人在意乱情迷又情不自禁的时候可以很冲动,但是一个理智的人应该懂得在冲动过后去衡量自己究竟能不能承担得起一时冲动所带来的后果。我枯坐着,直至天光转亮,又是新的一天了。看着镜子里憔悴的自己,觉得自己有些幼稚的可笑,明明已经决定了永远拉开距离,却在这紧要关头开始心烦意乱……

        今天他们海星医院的医疗人员要去他们海星集团旗下投资建设的乌鲁克发电站,给那里的工程人员体检。

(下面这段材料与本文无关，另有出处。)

PR #4289, opened 2022-04-18
flux-dmesg: colorize output and add -H, --human option

grondo:
This is a little side branch I've been working on, so I thought I'd go ahead and get it to the point of usefulness today and post it as a PR for comments.

There are times I've wanted to check `flux dmesg` output and compare the time between events, but the default output isn't entirely conducive to that. The timestamps are in ISO 8601 UTC with sub-second precision, and while these can be compared it requires a little bit of mental effort.

In contrast, the Linux `dmesg` command has a nice `-H, --human` mode which displays a human-readable timestamp for every new minute (e.g. `Apr18 12:30`), then a delta for each new message. I've borrowed that approach here (with a slight tweak by default) for `flux-dmesg(1)`.

`flux dmesg -H` displays a date-time timestamp at every new minute, then each subsequent message is prefixed with an offset from the last "time break". Additionally, the logs are colored by default in the style of Linux `dmesg(1)` (timebreak in bold green, timestamps in green, facility in yellow) and additionally the log severity is dropped in favor of message colorization. E.g.:

Screenshot from 2022-04-18 13-47-40

Color can be controlled with the semi-standard `--color=WHEN` option (a useful invocation may be `flux dmesg --color --human | less -R` for example). Also, a `-d, --delta` option is provided to present sub-minute timestamps as deltas between messages instead of offset from the last timebreak.

```console
$ flux dmesg --human --delta
[Apr18 07:18] broker[0]: insmod connector-local
[  +0.000095] broker[0]: start: none->join 12.7597ms
[  +0.000030] broker[0]: parent-none: join->init 0.023014ms
[  +0.001156] broker[0]: online:  (ranks )
[  +0.000026] connector-local[0]: allow-guest-user=false
[  +0.000029] connector-local[0]: allow-root-owner=false
[  +0.072795] broker[0]: insmod barrier
```

Finally, since all the colorization support was already there, I tacked on a commit that adds color to the `flux dmesg` default output as well. This will be easy to drop if there are objections - I didn't even add any tests for it.

Screenshot from 2022-04-18 15-12-29

### DIFF
--- a/doc/man1/flux-dmesg.rst
+++ b/doc/man1/flux-dmesg.rst
@@ -34,6 +34,17 @@ OPTIONS
 **-n, --new**
    Follow only new log entries.
 
+**-H, --human**
+   Display human-readable output. See also **--color** and **--delta**.
+
+**-d, --delta**
+   With **--human**, display the time delta between messages instead
+   of a relative offset since the last absolute timestamp.
+
+**-L, --color**\ *[=WHEN]*
+   Colorize output. The optional argument *WHEN* can be *auto*, *never*,
+   or *always*. If *WHEN* is omitted, it defaults to *always*. The default
+   value when the **--color** option is not used is *auto*.
 
 EXAMPLES
 ========
--- a/src/cmd/builtin/dmesg.c
+++ b/src/cmd/builtin/dmesg.c
@@ -328,6 +328,7 @@ static int cmd_dmesg (optparse_t *p, int ac, char *av[])
 
     tzset ();
 
+    log_init ("flux-dmesg");
     if ((n = optparse_option_index (p)) != ac)
         log_msg_exit ("flux-dmesg accepts no free arguments");
 
--- a/src/cmd/builtin/dmesg.c
+++ b/src/cmd/builtin/dmesg.c
@@ -270,7 +270,7 @@ void dmesg_print_human (struct dmesg_ctx *ctx, const char *buf, int len)
     fflush (stdout);
 }
 
-void dmesg_print (const char *buf, int len)
+void dmesg_print (struct dmesg_ctx *ctx, const char *buf, int len)
 {
     struct stdlog_header hdr;
     const char *msg;
@@ -282,12 +282,18 @@ void dmesg_print (const char *buf, int len)
     else {
         nodeid = strtoul (hdr.hostname, NULL, 10);
         severity = STDLOG_SEVERITY (hdr.pri);
-        printf ("%s %s.%s[%" PRIu32 "]: %.*s\n",
-                 hdr.timestamp,
-                 hdr.appname,
-                 stdlog_severity_to_string (severity),
-                 nodeid,
-                 msglen, msg);
+        printf ("%s%s%s %s%s.%s[%" PRIu32 "]%s: %s%.*s%s\n",
+                dmesg_color (ctx, DMESG_COLOR_TIME),
+                hdr.timestamp,
+                dmesg_color_reset (ctx),
+                dmesg_color (ctx, DMESG_COLOR_NAME),
+                hdr.appname,
+                stdlog_severity_to_string (severity),
+                nodeid,
+                dmesg_color_reset (ctx),
+                severity_color (ctx, severity),
+                msglen, msg,
+                dmesg_color_reset (ctx));
     }
     fflush (stdout);
 }
@@ -352,7 +358,7 @@ static int cmd_dmesg (optparse_t *p, int ac, char *av[])
             if (optparse_hasopt (p, "human"))
                 dmesg_print_human (&ctx, buf, strlen (buf));
             else
-                dmesg_print (buf, strlen (buf));
+                dmesg_print (&ctx, buf, strlen (buf));
             flux_future_reset (f);
         }
         if (errno != ENODATA)
--- a/src/cmd/builtin/dmesg.c
+++ b/src/cmd/builtin/dmesg.c
@@ -13,8 +13,65 @@
 #endif
 #include "builtin.h"
 #include <inttypes.h>
+#include <unistd.h>
+#include <time.h>
 
 #include "src/common/libutil/stdlog.h"
+#include "ccan/str/str.h"
+
+#define ANSI_COLOR_RED        "\x1b[31m"
+#define ANSI_COLOR_GREEN      "\x1b[32m"
+#define ANSI_COLOR_YELLOW     "\x1b[33m"
+#define ANSI_COLOR_BLUE       "\x1b[34m"
+#define ANSI_COLOR_MAGENTA    "\x1b[35m"
+#define ANSI_COLOR_CYAN       "\x1b[36m"
+#define ANSI_COLOR_GRAY       "\x1b[37m"
+
+#define ANSI_COLOR_RESET      "\x1b[0m"
+#define ANSI_COLOR_BOLD       "\x1b[1m"
+#define ANSI_COLOR_HALFBRIGHT "\x1b[2m"
+#define ANSI_COLOR_REVERSE    "\x1b[7m"
+
+#define ANSI_COLOR_RESET      "\x1b[0m"
+
+struct dmesg_ctx {
+    optparse_t *p;
+    unsigned int color:1;
+    unsigned int delta:1;
+    struct tm last_tm;
+    struct timeval last_tv;
+};
+
+enum {
+    DMESG_COLOR_MODE_AUTO,
+    DMESG_COLOR_MODE_NEVER,
+    DMESG_COLOR_MODE_ALWAYS
+};
+
+enum {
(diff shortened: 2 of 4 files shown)


garlick:
Love it :+1: !

src/cmd/builtin/dmesg.c
```diff
@@ -25,9 +82,184 @@ static struct optparse_option dmesg_opts[] = {
...
+        return -1;
+
+    if (!(localtime_r (&t, tm)))
+        return -1;
+    tv->tv_sec = t;
+
+    if (extra[0] == '.') {
+        char *endptr;
+        double d = strtod (extra, &endptr);
+        tv->tv_usec = d * 1000000;
```
chu11, line 153: should check `endptr`, otherwise no need to pass in?

t/t0009-dmesg.t
```diff
@@ -111,5 +111,35 @@ test_expect_success 'logged non-ascii characters handled ok' '
 test_expect_success 'dmesg request with empty payload fails with EPROTO(71)' '
 	${RPC} log.dmesg 71 </dev/null
 '
+test_expect_success 'dmesg -H, --human works' '
+	flux dmesg --human | sed -n 1p \
+	    | grep "^\[[A-Z][a-z][a-z][0-3][0-9] [0-9][0-9]:[0-9][0-9]\]" &&
+	flux dmesg --human | sed -n 2p \
+	    | grep "^\[ *+[0-9]*\.[0-9]*\]"
+
+'
```
chu11, line 120: empty line added by mistake?

t/t0009-dmesg.t
```diff
@@ -111,5 +111,35 @@ test_expect_success 'logged non-ascii characters handled ok' '
...
+test_expect_success 'dmesg -H, --human --delta works' '
+	flux dmesg --human --delta | sed -n 1p \
+	    | grep "^\[[A-Z][a-z][a-z][0-3][0-9] [0-9][0-9]:[0-9][0-9]\]" &&
+	flux dmesg --human --delta | sed -n 2p \
+	    | grep "^\[ *+[0-9]*\.[0-9]*\]"
+
```
chu11, line 126: empty line added by mistake?

t/t0009-dmesg.t
chu11, line 120: perhaps add a small comment indicating what the regex is for.  Took me a few seconds to grok intent :-)

doc/man1/flux-dmesg.rst
```diff
@@ -34,6 +34,17 @@ OPTIONS
...
+   Display human-readable output. See also **--color** and **--delta**.
+
+**-d, --delta**
+   With **--human**, display the time delta between messages instead
+   of a relative offset since the last absolute timestamp.
+
+**-L, --color**\ *[=WHEN]*
+   Colorize output. The optional argument *WHEN* can be *auto*, *never*,
+   or *always*. If *WHEN* is omitted, it defaults to *always*. The default
+   value if **--color** is not used is *auto*.
```
chu11, line 47: value if -> value of?

grondo: No, "The value of --color is not used is _auto_" won't make sense either. Obviously the wording is confusing though, so how about simply "The default value is `auto`"?

grondo:
Thanks for the review @chu11! I've addressed comments I believe, squashed, and force pushed the result.

t/t0009-dmesg.t
```diff
@@ -111,5 +111,39 @@ test_expect_success 'logged non-ascii characters handled ok' '
 test_expect_success 'dmesg request with empty payload fails with EPROTO(71)' '
 	${RPC} log.dmesg 71 </dev/null
 '
+test_expect_success 'dmesg -H, --human works' '
+	#
+	#  Note: --human option should format first timestamp of dmesg output
+	#   as [MmmDD HH:MM] and second line should be an offset thereof
+        #   e.g. [  +0.NNNNNN]. The following regexes attempt to verify
```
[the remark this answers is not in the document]
grondo: Yeah, weird, I don't know why that one line got spaces instead of a tab, but I'll fix.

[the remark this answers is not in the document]
grondo: Ok, fixed. Thanks for catching that!

src/cmd/builtin/dmesg.c
```diff
@@ -25,9 +82,190 @@ static struct optparse_option dmesg_opts[] = {
...
+        case LOG_CRIT:
+            return dmesg_color (ctx, DMESG_COLOR_CRIT);
+        case LOG_ERR:
+            return dmesg_color (ctx, DMESG_COLOR_ERR);
+        case LOG_WARNING:
+            return dmesg_color (ctx, DMESG_COLOR_WARNING);
+        case LOG_DEBUG:
+            return dmesg_color (ctx, DMESG_COLOR_DEBUG);
+        default:
+            return "";
```
garlick, line 239: Were LOG_NOTICE and LOG_INFO left off on purpose?

On my system DEBUG, INFO, and NOTICE all look the same.

garlick (approved):
This is great!   Just some minor quibbles inline.

src/cmd/builtin/dmesg.c
grondo: Yes, LOG_NOTICE and LOG_INFO are left in the default color. I could add them to be more explicit if that is preferrable. On my system LOG_DEBUG is gray compared to white for the default text. (e.g. see above screenshots)

So if you run this:
```
$ printf "hello\n\x1b[37mhello\x1b[0m\n"
```

Both lines look the same? I guess this is why util-linux supports [`terminal-colors.d(5)`](https://manpages.ubuntu.com/manpages/xenial/man5/terminal-colors.d.5.html). I was thinking one day we could support that, but it seemed like overkill for now.

Maybe for now we could try this?

```diff
diff --git a/src/cmd/builtin/dmesg.c b/src/cmd/builtin/dmesg.c
index f349a18a3..c9db85950 100644
--- a/src/cmd/builtin/dmesg.c
+++ b/src/cmd/builtin/dmesg.c
@@ -69,7 +69,7 @@ static const char *dmesg_colors[] = {
     [DMESG_COLOR_CRIT]          = ANSI_COLOR_BOLD ANSI_COLOR_RED,
     [DMESG_COLOR_ERR]           = ANSI_COLOR_RED,
     [DMESG_COLOR_WARNING]       = ANSI_COLOR_BOLD,
-    [DMESG_COLOR_DEBUG]         = ANSI_COLOR_GRAY,
+    [DMESG_COLOR_DEBUG]         = ANSI_COLOR_HALFBRIGHT ANSI_COLOR_BLUE,
 };
```

garlick: Yeah pretty close to the same.  One's a tiny bit brighter.

Screenshot from 2022-04-19 09-56-22

With your changes - better!

Screenshot from 2022-04-19 09-58-56

grondo: Uh, halfbright blue was unreadable in iTerm on my Mac, so that probably isn't great.

grondo: I'll push a change with just normal blue and see how that goes. Looks fine on the two terminals I tried. Not sure if it ends up being too busy though.

src/cmd/builtin/dmesg.c
```diff
@@ -25,9 +82,190 @@ static struct optparse_option dmesg_opts[] = {
...
+
+    if (extra[0] == '.') {
+        char *endptr;
+        double d = strtod (extra, &endptr);
+
+        /*  In this implementation, the rest of the timestamp must be
+         *   "Z" to indicate UTC or "Zulu time":
+         */
+        if (endptr == NULL || !streq (endptr, "Z"))
+            return -1;
```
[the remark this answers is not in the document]
grondo: Ok, fixed and force-pushed. Also fixed the use of `endptr` (`endptr == NULL` wasn't the right test here, now we just ensure `*endptr == 'Z'`).

src/cmd/builtin/dmesg.c
grondo: Ok, I pushed the result. Maybe try this

```sh
for severity in emerg alert crit err warning notice info debug;
    do flux logger --severity=$severity This is a message at level $severity;
done
```
And ensure it looks ok on your terminal with `flux dmesg -H`

garlick: That looks good!

Screenshot from 2022-04-19 10-15-36

grondo: Ok, I squashed the color change and force pushed. Hope that was ok!

grondo:
@mergifyio refresh

grondo:
I'm not sure why mergify is stuck on this one. Maybe I'll try another push to see if that unsticks it.

PR #4293, opened 2022-04-20
shell: fix reconnect hang

chu11:
Per discussion in #4070, this fixes a hang in the shell due to reconnects occurring at the wrong time and shell "completion references" never getting cleared.

Note that I created a new callback for when we reconnect, called `reconnect_init()`.  This is presently unused.  I only added it because adding only a `reconnect_cleanup()` callback seemed "unbalanced".  Can nix if people think it should be nixed.  There are things that could be done with a `reconnect_init()` though.  Perhaps we want to re-try writing to an eventlog by caching unconfirmed eventlog writes?  That's just an idea and not for this PR.

This is built on top of #4070.  Note that this is independent of #4255, does not have to go in before / after it.

Note I don't have an issue created for this, b/c it seems weird to create an issue for a bug that can't exist yet b/c of in progress PR.  Will create an issue later.

### DIFF
--- a/src/common/libeventlog/eventlog.c
+++ b/src/common/libeventlog/eventlog.c
@@ -341,7 +341,7 @@ char *eventlog_entry_encode (json_t *entry)
     return buf;
 }
 
-char *eventlog_encode (json_t *array)
+char *eventlog_encode (json_t *a)
 {
     json_t *value;
     size_t index;
@@ -349,11 +349,11 @@ char *eventlog_encode (json_t *array)
     int bufsz = 0;
     int used = 0;
 
-    if (!array || !json_is_array (array)) {
+    if (!a || !json_is_array (a)) {
         errno = EINVAL;
         return NULL;
     }
-    json_array_foreach (array, index, value) {
+    json_array_foreach (a, index, value) {
         char *s = json_dumps (value, JSON_COMPACT);
 
         if (!s || (used = append_string_nl (&buf, &bufsz, used, s)) < 0) {
--- a/src/common/libeventlog/eventlog.c
+++ b/src/common/libeventlog/eventlog.c
@@ -369,6 +369,39 @@ char *eventlog_encode (json_t *a)
     return buf;
 }
 
+int eventlog_contains_event (const char *s, const char *name)
+{
+    json_t *a = NULL;
+    size_t index;
+    json_t *value;
+    int rv = -1;
+
+    if (!s || !name) {
+        errno = EINVAL;
+        return -1;
+    }
+
+    if (!(a = eventlog_decode (s)))
+        return -1;
+
+    json_array_foreach (a, index, value) {
+        double t;
+        const char *n;
+        json_t *c;
+        if (eventlog_entry_parse (value, &t, &n, &c) < 0)
+            goto out;
+        if (!strcmp (name, n)) {
+            rv = 1;
+            goto out;
+        }
+    }
+
+    rv = 0;
+out:
+    json_decref (a);
+    return rv;
+}
+
 /*
  * vi:tabstop=4 shiftwidth=4 expandtab
  */
--- a/src/common/libeventlog/eventlog.h
+++ b/src/common/libeventlog/eventlog.h
@@ -52,6 +52,11 @@ json_t *eventlog_entry_vpack (double timestamp,
 
 char *eventlog_entry_encode (json_t *entry);
 
+/* Convenience function to search eventlog for event with name.
+ * Returns 1 if found, 0 if not, -1 on error.
+ */
+int eventlog_contains_event (const char *s, const char *name);
+
 #ifdef __cplusplus
 }
 #endif
--- a/src/common/libeventlog/eventlog.h
+++ b/src/common/libeventlog/eventlog.h
@@ -28,7 +28,7 @@ int eventlog_entry_parse (json_t *entry,
 json_t *eventlog_decode (const char *s);
 
 /* encode json array of event objects into an eventlog */
-char *eventlog_encode (json_t *o);
+char *eventlog_encode (json_t *a);
 
 /* decode a single eventlog entry into a json object */
 json_t *eventlog_entry_decode (const char *entry);
--- a/src/common/libeventlog/test/eventlog.c
+++ b/src/common/libeventlog/test/eventlog.c
@@ -479,6 +479,34 @@ void eventlog_entry_encoding_errors (void)
         "eventlog_entry_vpack context=\"[\"foo\"]\" fails with EINVAL");
 }
 
+void eventlog_contains_event_test (void)
+{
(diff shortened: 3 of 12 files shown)


grondo:
This might require more careful thought. A transaction request could be dropped in the shell due to the reconnect, or even in the local broker or any broker along the way to the KVS if they've been restarted. In that case, it might be good to store in-flight transactions and attempt them again after the receonnect. We'd then have to ensure transactions were idempotent, or check after the fact if the eventlog entries already made it to the respective eventlog(s).

Though, now that I mention that out loud, perhaps this half measure is a good first step. Then we can deal with fallout like missing eventlog entries later. I don't see why this can't go as part of #4070 though, since it is directly related to the job shell reconnect support, which is already included in that PR. It seems preferable to have PR in as much a working state as possible before merging.

chu11:
> This might require more careful thought. A transaction request could be dropped in the shell due to the reconnect, or even in the local broker or any broker along the way to the KVS if they've been restarted. In that case, it might be good to store in-flight transactions and attempt them again after the receonnect. We'd then have to ensure transactions were idempotent, or check after the fact if the eventlog entries already made it to the respective eventlog(s).

I was actually pondering the idempotent thing last night.  Do we require idempotent eventlogs?  I'm sure we have parts of flux that assume it, dunno if that could be worked around?  like would most of flux care if we had two `finish` events?  idempotent user output could be configurable or something since that could be large and take up a lot of memory.

> Though, now that I mention that out loud, perhaps this half measure is a good first step. Then we can deal with fallout like missing eventlog entries later. 

Ya know, let me just experimentally try the "cache unconfirmed eventlog entries" thing I mentioned above.  See if it'll work out.  It might not be horrible.  I won't bother with a retry of user output, that's a different story.

> I don't see why this can't go as part of https://github.com/flux-framework/flux-core/pull/4070 though, since it is directly related to the job shell reconnect support, which is already included in that PR. It seems preferable to have PR in as much a working state as possible before merging.

Ok, I'll put into that PR instead.

grondo:
>  like would most of flux care if we had two finish events? 

Good question! There might be some code, e.g. in `flux job attach`,  which perform some action that is not idempotent on seeing a specific event. (e.g. attaching to a pty on the `shell.init` event comes to mind). It does seem easier to fix those call sites than to somehow make eventlog appends de-duplicate or somesuch...

grondo:
> I won't bother with a retry of user output, that's a different story.

Yeah, this is complicated by the fact that the eventlogger collects things in batches. It is probably ok if lines of output might be dropped on a restart. Note that for the system instance, if all jobs are "batch jobs" then almost certainly output is redirected to a file anyway, so probably not much effort should be expended here.

chu11:
closing will put into #4070 instead

chu11:
re-opening, the number of commits started getting larger and its becoming more complex.  Decided it would be best to split off into its own PR.

chu11:
re-pushed, this is a WIP with atleast 1 ugly implementation detail to figure out.

- call `shell_remove_completion_ref()` upon a reconnect for the shell eventlogger in `events.c` (missed this one before).

- setup a `reconnect.init` for the eventlogger in `events.c`.  It will lookup the `exec.eventlog` and ensure any events emitted by the `shell` have not been lost due to a reconnect.  Not presently tested, as it would probably require a lot of instrumentation to catch this specific race.  I struggled on how to implement this.  Would love the lookup of a hash, but need the in-order of a list.  Eventually settled on a list, but using `zlistx` requires a lot of "setup" for such a simple piece of code.

- the ugly part, the eventlogger in `events.c` is not a plugin.  So the `reconnect_cleanup()` and `reconnect_init()` calls can't be called through the plugstack.  For the mean time, I just manually call them in `reconnect ()`.  I'm not a huge fan of this, we could ...
  - make the eventlogger to `exec.eventlog` a plugin?  Probably not, there's probably a lot of logging that is expected to work / not work not connected to the plugstack
  - just manually create a plugin, put it on the plugstack, and use the plagstack to register the `reconnect.init` and `reconnect.cleanup` callbacks? - not pretty, but maybe ok?
  - add some mechanism to the plugstack to say "call these functions too", even though they are not specifically part of the plugstack.
  - leave what i have currently, it's not the prettiest, but perhaps ok ....

grondo:
I was surprising to me that `reconnect.cleanup` was before a reconnect is started, and `reconnect.init` is after. It might be clearer if we named these `shell.disconnect` and `shell.reconnect`. Also, it occurs to me that the "cleanup" could be done in `shell.reconnect` (after the shell has reconnected), so do we only need one new plugin callback? (this would nicely mirror the existing `shell.connect` callback.

What you've done for `events.c` looks fine to me, no reason that everything has to be a plugin IMO. However, if it bothers you it would be simple to create a `flux_plugin_t` handle inside of `events.c` and register it with `plugstack_push()`. (I guess this is one of your suggested solutions already. We can make it "prettier" by making a nicer interface to do it.)

grondo:
> Not presently tested, as it would probably require a lot of instrumentation to catch this specific race. 

Hm, I was wondering if a specially crafted test shell plugin could help test that at least the code is working.

Another idea would be to abstract the eventlog comparison code into its own module which could at least be unit tested. Maybe it could even be in libeventlog.

chu11:
> I was surprising to me that reconnect.cleanup was before a reconnect is started, and reconnect.init is after. It might be clearer if we named these shell.disconnect and shell.reconnect. Also, it occurs to me that the "cleanup" could be done in shell.reconnect (after the shell has reconnected), so do we only need one new plugin callback? (this would nicely mirror the existing shell.connect callback.

Ahh, I like the idea of calling it `shell.reconnect` and having only the one function.  It would make my hack a little less offensive in my eyes too :P

chu11:
> Hm, I was wondering if a specially crafted test shell plugin could help test that at least the code is working.

Yeah, I just wasn't sure how I could trigger a `reconnect` in the shell for testing, as well as make sure an eventlog message was in flight too.

> Another idea would be to abstract the eventlog comparison code into its own module which could at least be unit tested. Maybe it could even be in libeventlog.

Ahh that's a good idea.

chu11:
re-pushed, per some above discussion

- "reconnect.cleanup" and "reconnect.init" are now just a single "reconnect" callback.

- to get some mild increased coverage, I added a new convenience eventlog function `eventlog_contains_event (const char *s, const char *name);`, which takes an eventlog string and just checks if an event name is in it.
  - If you have multiple event names to check, this can be slower because you gotta convert the string to array multiple times.  But I figure its a small cost in exchange for just a slightly simpler interface and given that the number of shell events emitted to the exec.eventlog is currently 2 events, figure its not a big deal.

chu11:
rebased on master, since it'd been awhile

chu11:
@grondo thanks! re-pushed with fixes.  Setting MWP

李元槿和宋尚贤早早带着先行组去参观了发电站,后面补充的人手由李致勋负责带队。

        我正打算去吃午餐前,接到了李致勋电话,“前辈,有一个好消息,还有一个坏消息……”听到他的紧张忐忑的声音,我果断选择了先听好消息。“那个铅中毒的孩子,我知道他的名字了,叫布莱克。”这个好消息确实汇报得不错,连带着我要听坏消息的心情也是很好的,笑着问:“你厉害了,那坏消息是什么?”他用生无可恋的口吻告诉我:“那个……布莱克不见了。”我的眉心狠狠一跳,沉默着往医疗中心跑去。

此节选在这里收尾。